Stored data
::::::::::

PR #1144, opened 2018-09-12
added path() example to basic shapes (CSS values)

estelle:
Adding path() as a basic shape.
It is not supported in clip-path. (but it is supported in offset-path in FF63, with motion path in Chrome)

specs: 
Definition of path()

::::::::::

### AIM OF THE EXERCISE
Copy each line above where "basic" appears.

### RESULT OF THIS EXERCISE
added path() example to basic shapes (CSS values)
Adding path() as a basic shape.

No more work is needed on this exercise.